The complete listing should be copied out exactly.

* * * * *

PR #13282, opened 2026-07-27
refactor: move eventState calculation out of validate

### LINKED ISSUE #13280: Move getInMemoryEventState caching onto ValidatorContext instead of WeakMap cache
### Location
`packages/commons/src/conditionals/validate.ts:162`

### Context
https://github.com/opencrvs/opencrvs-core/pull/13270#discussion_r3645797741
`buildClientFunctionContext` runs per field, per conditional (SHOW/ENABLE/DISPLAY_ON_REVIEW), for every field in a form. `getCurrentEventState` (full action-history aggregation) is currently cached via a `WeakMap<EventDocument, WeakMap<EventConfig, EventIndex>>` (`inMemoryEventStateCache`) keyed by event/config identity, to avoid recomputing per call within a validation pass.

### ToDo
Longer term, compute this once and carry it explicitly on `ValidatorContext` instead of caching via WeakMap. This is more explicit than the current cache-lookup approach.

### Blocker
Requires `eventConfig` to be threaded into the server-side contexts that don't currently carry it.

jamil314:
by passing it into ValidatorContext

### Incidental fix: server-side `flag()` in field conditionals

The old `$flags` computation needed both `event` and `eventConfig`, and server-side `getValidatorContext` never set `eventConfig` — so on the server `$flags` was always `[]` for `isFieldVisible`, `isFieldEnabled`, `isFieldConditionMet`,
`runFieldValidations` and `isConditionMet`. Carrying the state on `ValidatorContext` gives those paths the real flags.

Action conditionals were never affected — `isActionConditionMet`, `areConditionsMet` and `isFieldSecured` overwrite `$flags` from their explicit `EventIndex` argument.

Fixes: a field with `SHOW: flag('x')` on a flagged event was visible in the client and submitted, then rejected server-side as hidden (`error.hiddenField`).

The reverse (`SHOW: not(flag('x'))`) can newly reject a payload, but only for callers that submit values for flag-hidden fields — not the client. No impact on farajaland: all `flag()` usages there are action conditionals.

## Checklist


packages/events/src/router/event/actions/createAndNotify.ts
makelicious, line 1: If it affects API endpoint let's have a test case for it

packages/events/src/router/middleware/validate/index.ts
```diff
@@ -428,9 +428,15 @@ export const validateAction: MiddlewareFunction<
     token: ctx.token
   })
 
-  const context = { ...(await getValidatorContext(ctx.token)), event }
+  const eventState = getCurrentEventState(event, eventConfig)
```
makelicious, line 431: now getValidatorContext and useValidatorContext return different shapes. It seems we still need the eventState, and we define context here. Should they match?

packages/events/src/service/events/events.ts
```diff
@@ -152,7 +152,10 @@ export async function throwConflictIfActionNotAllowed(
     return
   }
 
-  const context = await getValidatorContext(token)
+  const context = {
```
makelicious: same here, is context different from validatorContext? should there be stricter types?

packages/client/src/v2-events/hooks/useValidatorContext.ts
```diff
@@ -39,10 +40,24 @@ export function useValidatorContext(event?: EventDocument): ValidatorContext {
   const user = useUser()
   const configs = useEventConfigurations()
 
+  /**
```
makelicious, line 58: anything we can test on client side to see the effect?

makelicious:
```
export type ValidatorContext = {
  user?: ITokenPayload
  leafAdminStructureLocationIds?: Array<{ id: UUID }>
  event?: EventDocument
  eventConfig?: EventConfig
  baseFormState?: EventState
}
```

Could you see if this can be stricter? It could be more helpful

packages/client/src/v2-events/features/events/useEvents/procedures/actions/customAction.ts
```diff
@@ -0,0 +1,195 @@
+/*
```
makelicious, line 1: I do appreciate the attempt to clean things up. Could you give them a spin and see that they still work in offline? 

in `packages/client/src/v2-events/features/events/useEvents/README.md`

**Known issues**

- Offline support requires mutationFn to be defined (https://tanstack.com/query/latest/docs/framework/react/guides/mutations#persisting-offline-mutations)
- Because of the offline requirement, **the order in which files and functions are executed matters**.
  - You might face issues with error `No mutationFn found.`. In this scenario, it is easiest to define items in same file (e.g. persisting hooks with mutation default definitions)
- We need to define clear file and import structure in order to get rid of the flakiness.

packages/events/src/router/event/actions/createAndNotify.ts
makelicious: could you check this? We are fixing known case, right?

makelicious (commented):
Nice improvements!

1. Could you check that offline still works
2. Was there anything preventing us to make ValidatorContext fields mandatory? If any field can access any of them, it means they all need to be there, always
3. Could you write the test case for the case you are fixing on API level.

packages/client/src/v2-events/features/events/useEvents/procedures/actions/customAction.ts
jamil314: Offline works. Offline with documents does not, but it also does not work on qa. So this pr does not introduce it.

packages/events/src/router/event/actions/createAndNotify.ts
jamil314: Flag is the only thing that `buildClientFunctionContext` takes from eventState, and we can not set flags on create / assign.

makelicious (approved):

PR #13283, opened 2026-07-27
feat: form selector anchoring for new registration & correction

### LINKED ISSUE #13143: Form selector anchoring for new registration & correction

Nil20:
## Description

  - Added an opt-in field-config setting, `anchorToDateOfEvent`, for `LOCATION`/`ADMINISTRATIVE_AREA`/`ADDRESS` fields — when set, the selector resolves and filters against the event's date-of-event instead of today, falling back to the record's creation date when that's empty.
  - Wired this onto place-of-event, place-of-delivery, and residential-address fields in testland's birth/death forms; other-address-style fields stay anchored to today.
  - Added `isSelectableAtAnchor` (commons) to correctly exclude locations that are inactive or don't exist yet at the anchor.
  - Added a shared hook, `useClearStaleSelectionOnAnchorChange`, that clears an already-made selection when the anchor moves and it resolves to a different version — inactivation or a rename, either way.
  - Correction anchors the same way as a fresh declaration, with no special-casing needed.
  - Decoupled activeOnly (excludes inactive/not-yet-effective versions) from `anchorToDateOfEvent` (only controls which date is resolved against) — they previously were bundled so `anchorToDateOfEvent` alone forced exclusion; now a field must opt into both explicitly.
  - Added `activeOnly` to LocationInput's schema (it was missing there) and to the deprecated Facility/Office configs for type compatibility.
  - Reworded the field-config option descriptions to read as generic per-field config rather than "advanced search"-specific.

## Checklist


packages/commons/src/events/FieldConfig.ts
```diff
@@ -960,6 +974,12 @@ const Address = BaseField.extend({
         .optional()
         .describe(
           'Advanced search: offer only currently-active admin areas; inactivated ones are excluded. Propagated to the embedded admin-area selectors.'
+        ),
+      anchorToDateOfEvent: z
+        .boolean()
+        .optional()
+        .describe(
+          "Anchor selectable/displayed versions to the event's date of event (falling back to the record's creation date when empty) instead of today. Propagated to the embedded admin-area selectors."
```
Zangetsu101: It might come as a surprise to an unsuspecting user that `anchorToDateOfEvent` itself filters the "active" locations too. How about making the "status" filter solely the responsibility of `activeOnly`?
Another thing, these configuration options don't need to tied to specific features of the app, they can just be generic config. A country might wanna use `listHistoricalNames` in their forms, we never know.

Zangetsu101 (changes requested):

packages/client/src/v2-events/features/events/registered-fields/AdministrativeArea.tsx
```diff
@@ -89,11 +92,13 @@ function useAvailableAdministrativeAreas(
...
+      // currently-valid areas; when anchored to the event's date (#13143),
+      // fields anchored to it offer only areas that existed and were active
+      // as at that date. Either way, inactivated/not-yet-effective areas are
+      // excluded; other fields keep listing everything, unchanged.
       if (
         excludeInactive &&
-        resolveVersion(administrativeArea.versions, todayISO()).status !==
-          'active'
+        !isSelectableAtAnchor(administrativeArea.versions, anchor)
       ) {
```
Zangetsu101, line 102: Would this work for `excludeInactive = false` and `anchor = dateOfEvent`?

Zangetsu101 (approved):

* * * * *

Exercise solution:
PR #13282, opened 2026-07-27
refactor: move eventState calculation out of validate

### LINKED ISSUE #13280: Move getInMemoryEventState caching onto ValidatorContext instead of WeakMap cache
### Location
`packages/commons/src/conditionals/validate.ts:162`

### Context
https://github.com/opencrvs/opencrvs-core/pull/13270#discussion_r3645797741
`buildClientFunctionContext` runs per field, per conditional (SHOW/ENABLE/DISPLAY_ON_REVIEW), for every field in a form. `getCurrentEventState` (full action-history aggregation) is currently cached via a `WeakMap<EventDocument, WeakMap<EventConfig, EventIndex>>` (`inMemoryEventStateCache`) keyed by event/config identity, to avoid recomputing per call within a validation pass.

### ToDo
Longer term, compute this once and carry it explicitly on `ValidatorContext` instead of caching via WeakMap. This is more explicit than the current cache-lookup approach.

### Blocker
Requires `eventConfig` to be threaded into the server-side contexts that don't currently carry it.

jamil314:
by passing it into ValidatorContext

### Incidental fix: server-side `flag()` in field conditionals

The old `$flags` computation needed both `event` and `eventConfig`, and server-side `getValidatorContext` never set `eventConfig` — so on the server `$flags` was always `[]` for `isFieldVisible`, `isFieldEnabled`, `isFieldConditionMet`,
`runFieldValidations` and `isConditionMet`. Carrying the state on `ValidatorContext` gives those paths the real flags.

Action conditionals were never affected — `isActionConditionMet`, `areConditionsMet` and `isFieldSecured` overwrite `$flags` from their explicit `EventIndex` argument.

Fixes: a field with `SHOW: flag('x')` on a flagged event was visible in the client and submitted, then rejected server-side as hidden (`error.hiddenField`).

The reverse (`SHOW: not(flag('x'))`) can newly reject a payload, but only for callers that submit values for flag-hidden fields — not the client. No impact on farajaland: all `flag()` usages there are action conditionals.

## Checklist


packages/events/src/router/event/actions/createAndNotify.ts
makelicious, line 1: If it affects API endpoint let's have a test case for it

packages/events/src/router/middleware/validate/index.ts
```diff
@@ -428,9 +428,15 @@ export const validateAction: MiddlewareFunction<
     token: ctx.token
   })
 
-  const context = { ...(await getValidatorContext(ctx.token)), event }
+  const eventState = getCurrentEventState(event, eventConfig)
```
makelicious, line 431: now getValidatorContext and useValidatorContext return different shapes. It seems we still need the eventState, and we define context here. Should they match?

packages/events/src/service/events/events.ts
```diff
@@ -152,7 +152,10 @@ export async function throwConflictIfActionNotAllowed(
     return
   }
 
-  const context = await getValidatorContext(token)
+  const context = {
```
makelicious: same here, is context different from validatorContext? should there be stricter types?

packages/client/src/v2-events/hooks/useValidatorContext.ts
```diff
@@ -39,10 +40,24 @@ export function useValidatorContext(event?: EventDocument): ValidatorContext {
   const user = useUser()
   const configs = useEventConfigurations()
 
+  /**
```
makelicious, line 58: anything we can test on client side to see the effect?

makelicious:
```
export type ValidatorContext = {
  user?: ITokenPayload
  leafAdminStructureLocationIds?: Array<{ id: UUID }>
  event?: EventDocument
  eventConfig?: EventConfig
  baseFormState?: EventState
}
```

Could you see if this can be stricter? It could be more helpful

packages/client/src/v2-events/features/events/useEvents/procedures/actions/customAction.ts
```diff
@@ -0,0 +1,195 @@
+/*
```
makelicious, line 1: I do appreciate the attempt to clean things up. Could you give them a spin and see that they still work in offline? 

in `packages/client/src/v2-events/features/events/useEvents/README.md`

**Known issues**

- Offline support requires mutationFn to be defined (https://tanstack.com/query/latest/docs/framework/react/guides/mutations#persisting-offline-mutations)
- Because of the offline requirement, **the order in which files and functions are executed matters**.
  - You might face issues with error `No mutationFn found.`. In this scenario, it is easiest to define items in same file (e.g. persisting hooks with mutation default definitions)
- We need to define clear file and import structure in order to get rid of the flakiness.

packages/events/src/router/event/actions/createAndNotify.ts
makelicious: could you check this? We are fixing known case, right?

makelicious (commented):
Nice improvements!

1. Could you check that offline still works
2. Was there anything preventing us to make ValidatorContext fields mandatory? If any field can access any of them, it means they all need to be there, always
3. Could you write the test case for the case you are fixing on API level.

packages/client/src/v2-events/features/events/useEvents/procedures/actions/customAction.ts
jamil314: Offline works. Offline with documents does not, but it also does not work on qa. So this pr does not introduce it.

packages/events/src/router/event/actions/createAndNotify.ts
jamil314: Flag is the only thing that `buildClientFunctionContext` takes from eventState, and we can not set flags on create / assign.

makelicious (approved):

PR #13283, opened 2026-07-27
feat: form selector anchoring for new registration & correction

### LINKED ISSUE #13143: Form selector anchoring for new registration & correction

Nil20:
## Description

  - Added an opt-in field-config setting, `anchorToDateOfEvent`, for `LOCATION`/`ADMINISTRATIVE_AREA`/`ADDRESS` fields — when set, the selector resolves and filters against the event's date-of-event instead of today, falling back to the record's creation date when that's empty.
  - Wired this onto place-of-event, place-of-delivery, and residential-address fields in testland's birth/death forms; other-address-style fields stay anchored to today.
  - Added `isSelectableAtAnchor` (commons) to correctly exclude locations that are inactive or don't exist yet at the anchor.
  - Added a shared hook, `useClearStaleSelectionOnAnchorChange`, that clears an already-made selection when the anchor moves and it resolves to a different version — inactivation or a rename, either way.
  - Correction anchors the same way as a fresh declaration, with no special-casing needed.
  - Decoupled activeOnly (excludes inactive/not-yet-effective versions) from `anchorToDateOfEvent` (only controls which date is resolved against) — they previously were bundled so `anchorToDateOfEvent` alone forced exclusion; now a field must opt into both explicitly.
  - Added `activeOnly` to LocationInput's schema (it was missing there) and to the deprecated Facility/Office configs for type compatibility.
  - Reworded the field-config option descriptions to read as generic per-field config rather than "advanced search"-specific.

## Checklist


packages/commons/src/events/FieldConfig.ts
```diff
@@ -960,6 +974,12 @@ const Address = BaseField.extend({
         .optional()
         .describe(
           'Advanced search: offer only currently-active admin areas; inactivated ones are excluded. Propagated to the embedded admin-area selectors.'
+        ),
+      anchorToDateOfEvent: z
+        .boolean()
+        .optional()
+        .describe(
+          "Anchor selectable/displayed versions to the event's date of event (falling back to the record's creation date when empty) instead of today. Propagated to the embedded admin-area selectors."
```
Zangetsu101: It might come as a surprise to an unsuspecting user that `anchorToDateOfEvent` itself filters the "active" locations too. How about making the "status" filter solely the responsibility of `activeOnly`?
Another thing, these configuration options don't need to tied to specific features of the app, they can just be generic config. A country might wanna use `listHistoricalNames` in their forms, we never know.

Zangetsu101 (changes requested):

packages/client/src/v2-events/features/events/registered-fields/AdministrativeArea.tsx
```diff
@@ -89,11 +92,13 @@ function useAvailableAdministrativeAreas(
...
+      // currently-valid areas; when anchored to the event's date (#13143),
+      // fields anchored to it offer only areas that existed and were active
+      // as at that date. Either way, inactivated/not-yet-effective areas are
+      // excluded; other fields keep listing everything, unchanged.
       if (
         excludeInactive &&
-        resolveVersion(administrativeArea.versions, todayISO()).status !==
-          'active'
+        !isSelectableAtAnchor(administrativeArea.versions, anchor)
       ) {
```
Zangetsu101, line 102: Would this work for `excludeInactive = false` and `anchor = dateOfEvent`?

Zangetsu101 (approved):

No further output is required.